By contrast, short-term rental accommodation in Australia has very little regulation in most jurisdictions and generally owners only pay residential-level council rates. A home or apartment can be transformed into a tourist accommodation “overnight”. For many properties in tourist areas, occupancy needs only to be as low as 35% for there to be a greater financial incentive for landlords to choose short-term over long-term rental. This is a gross under-utilisation of the accommodation amenity from a community perspective, and at a time of high housing rental costs and low availability, it is adding to the difficulties.

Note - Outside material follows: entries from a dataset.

PR #1570, opened 2026-09-09
Do not return 500s registry

jesusbv:
## Description

registry in RMT must not return 500 to the client

## How to test 

try the registry with a misconfigured update server or wrong registry command and it should not return 500

## Change Type

## Checklist

## Review

### DIFF
--- a/engines/registry/app/controllers/registry/registry_controller.rb
+++ b/engines/registry/app/controllers/registry/registry_controller.rb
@@ -26,6 +26,11 @@ module Registry
       render json: { code: :bad_request, error: error.message }, status: error.status
     end
 
+    rescue_from Registry::Exceptions::RegistryUnavailable do |error|
+      logger.error("Registry is unavailable: #{error.message}")
+      render json: { code: :unauthorized, error: 'Registry is unavailable' }, status: error.status
+    end
+
     # AuthZ handler
     # AuthZ will validate which of the requested scope policies are fulfilled
     # with the current login access and prepare the token to be sent back to the client
--- a/engines/registry/app/controllers/registry/registry_controller.rb
+++ b/engines/registry/app/controllers/registry/registry_controller.rb
@@ -8,6 +8,24 @@ module Registry
     before_action :basic_auth, except: [ :catalog ]
     before_action :catalog_token_auth, only: [ :catalog ]
 
+    rescue_from StandardError do |error|
+      logger.error("Registry request failed: #{error.class}: #{error.message}")
+      logger.error(error.backtrace.join("\n")) if error.backtrace
+      render json: { code: :unauthorized, error: 'Registry authentication failed' }, status: :unauthorized
+    end
+
+    rescue_from Registry::Exceptions::RegistryUnavailable do |error|
+      logger.error("Registry is unavailable: #{error.message}")
+      render json: { code: :unauthorized, error: 'Registry is unavailable' }, status: error.status
+    end
+
+    # the scope comes straight off the query string, so a malformed one is the
+    # client's mistake to correct and the message is safe to hand back
+    rescue_from Registry::Exceptions::InvalidScope do |error|
+      logger.info("Rejected registry scope: #{error.message}")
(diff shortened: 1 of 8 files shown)


jesusbv:
separated or split into commits for easier review, tests have their own commit, again for reviewing purposes

engines/registry/app/controllers/registry/registry_controller.rb
```diff
@@ -8,15 +8,41 @@ class RegistryController < Registry::ApplicationController
     before_action :basic_auth, except: [ :catalog ]
     before_action :catalog_token_auth, only: [ :catalog ]
 
+    rescue_from StandardError do |error|
```
rtamalin, line 11: Minor suggestion, not required but may be nice to have, given that rescue_from precedence is bottom to top of file, rather than top to bottom, in precedence.

Potentially add a comment along the lines of:

```suggestion
    # default rescue handler if a more specific one below doesn't match
    rescue_from StandardError do |error|
```

engines/registry/app/controllers/registry/registry_controller.rb
```diff
@@ -8,15 +8,41 @@ class RegistryController < Registry::ApplicationController
...
+      logger.error("Registry request failed: #{error.class}: #{error.message}")
+      logger.error(error.backtrace.join("\n")) if error.backtrace
+      render json: { code: :unauthorized, error: 'Registry authentication failed' }, status: :unauthorized
```
rtamalin, line 14: This is the same failure as for the RegistryAuthError below... Do we maybe want the wording of the error message to be somewhat different so that we can differentiate the two scenarios from the requesting side?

In addition, as short-term accommodation is often concentrated in higher tourist areas, the reduction in rental stock has exacerbated the difficulties for staff working in tourism areas being able to find rental accommodation. More broadly, the lack of rental properties across most regions of Australia is limiting the attractiveness of people migrating to take up important skilled positions or for people wishing to relocate to take up work.

GLOBAL SOLUTION

So what do London, Amsterdam, Paris, San Francisco, Barcelona, Berlin, Hong Kong, New York have in common? They have regulatory structures to manage Airbnb in these international cities.

Many restrict Airbnb properties to a maximum of 90 days a year.

A report by the Australian Housing and Research Institute supports this regulated level, stating “it represents a period of time thought to be the maximum period long term occupants could vacate their property without having to seek alternative long-term accommodation themselves”.

53% of Airbnb owners or property managers operate more than one property. A staggering 29.5 % operate more than 10.

Airbnb owns no hotels, builds no hotels, employs no one, trains no one! The largest Airbnb ‘host’ lists 77 entire houses and apartments in SA and generates earnings over $1.5m million per annum. It’s time they started contributing to South Australia like the rest of us.

It's time to seek a nationwide cap of 90 - 120 days for unhosted accommodation, with State and Territory Governments either imposing themselves, or enabling local governments to impose, caps below 120 at a level that reflects local tourism and rental circumstances

Property owners who seek to exceed the cap should apply for DA approval and be subject to commercial regulation, as hotels are required to do.

Restricting Airbnb to its core values would be a great boost to our housing crisis and the labour shortage in this State.